さらに、とても大切な観点として、そもそも自分に減量が必要かという事を今一度考えてみて下さい。特にヒルクライム競技は、体重が成績に直結しそうな印象があるので、無理なダイエットに傾倒してしまいがちです。しかし、急激に体重を落とすと坂を登るのに必要な筋肉が落ちてしまいます。ヒルクライムレースで勝ちたい、という気持ちはよくわかりますが、そのためにできることは体重を落とす以外にも沢山あります。筋力をつける、心肺機能を高める、有利なペダリングや体の使い方を覚えるなどなど、今の体重でも勝てる戦略を立てましょう。十分に乗り込めば体重も適正値に近づいてくるはずですので、多くの方には短期的な減量は必要なくなるはずです。

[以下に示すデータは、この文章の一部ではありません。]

PR #1431, opened 2017-12-19
[BUGFIX] Fixed Problem of Multilanguage Images not working if fetched…

MohsinQK:
… from pages

### DIFF
--- a/Classes/ViewHelpers/Resource/Record/FalViewHelper.php
+++ b/Classes/ViewHelpers/Resource/Record/FalViewHelper.php
@@ -107,13 +107,21 @@ class FalViewHelper extends AbstractRecordResourceViewHelper
             $sqlRecordUid = $record['t3ver_oid'];
         } elseif (isset($record['_LOCALIZED_UID'])) {
             $sqlRecordUid = $record['_LOCALIZED_UID'];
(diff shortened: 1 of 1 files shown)


NamelessCoder:
@cassini-mohsin Thanks for the patch - meanwhile, I merged another patch for the FAL relation fetching, but it has a tiny difference compared to your patch. The other one does not check `_PAGES_OVERLAY_UID` in the record, so if you found a case where this is required (it seems from your pull request you did!) could you please describe that use case in more detail?

If you are certain the patch is still required, please rebase it on dev-development and resolve the conflicts. You should then end up with a patch that simply adds one more case to the two existing if-then-else blocks.

cassini-mohsin:
What I would like to achieve is to get Translated images if added on pages.
so the use case is, I have added some banner images from the page properties to slide that banner on every page, the banner has some English Text on it for English language and I have another image of the banner for the German Language with some German text on it. but currently, it was only fetching the image from the Default Language because it did not take care of the UID of the page that is translated in pages_language_overlay table.

Hope you will understand the Use Case.

NamelessCoder:
This is no longer needed - multi-language behavior for associated FAL assets is fully supported.

PR #1435, opened 2018-01-14
[TASK] Write publicly accessible files to typo3temp/assets/

ducrot:
Since TYPO3 8.0 publicly accessible files should be written to typo3temp/assets/.

[See TYPO3 Core Task #72580](https://forge.typo3.org/issues/72580)


NamelessCoder:
Thanks @ducrot - I labeled it as BUGFIX though technically it's not a bug, but this way it pops up in the changelog. You were completely right to label it TASK, though! ;)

ボクシングやボディビルで時折みられる「水抜き」と呼ばれる、体内水分量を減らして体重を落とす方法があります。これらのように意図的に脱水状態を作る減量方法は、体重計測直前の最後の一絞りには有効かもしれませんが、有酸素系競技で水抜きを行うと
パフォーマンスを著しく落とす原因となります。勝つために、長期的スパンで体重調節を行いましょう。

また、若年女性の場合、ファッションとしての痩せたい願望が強いこともあります。事実、日本は先進国の中でも女性の低体重が非常に多く、深刻な問題となっています。痩せている=美しいはすでに時代遅れ。今のトレンドは健康的に自分らしい体系でいることです。誰のためでもない、自分のために、自分が心地よい体型を維持しましょう。

図5:各国のBMI18.5未満の割合。日本は先進国の中でも痩せた人が多い。参照より引用。

意図しない体重の変化は病気が隠れているかも

一方、自分が意図していないのに体重が勝手に急に増えたり減ったりした場合、何らかの病気の可能性もあります。例えば、体重が数日の間に急激に増えむくみが出現した場合、身体の水分量を調節する臓器である心臓や腎臓になにか異常がある可能性があります。反対に、半年の間に5%以上勝手に体重が減った場合、悪性腫瘍や甲状腺の疾患がある可能性があります。すぐさま医療機関を受診しましょう。

参考文献

Huajie Zou et al. Association between weight cycling and risk of developing diabetes in adults: A systematic review and meta-analysis, 03 August 2020

Huajie Zou et al. Body-Weight Fluctuation Was Associated With Increased Risk for Cardiovascular Disease, All-Cause and Cardiovascular Mortality: A Systematic Review and Meta-Analysis, Front. Endocrinol., 08 November 2019 Sec. Obesity

Zou H et al. Body-Weight Fluctuation Was Associated With Increased Risk for Cardiovascular Disease, All-Cause and Cardiovascular Mortality: A Systematic Review and Meta-Analysis. Front Endocrinol (Lausanne). 2019 Nov 8;10:728.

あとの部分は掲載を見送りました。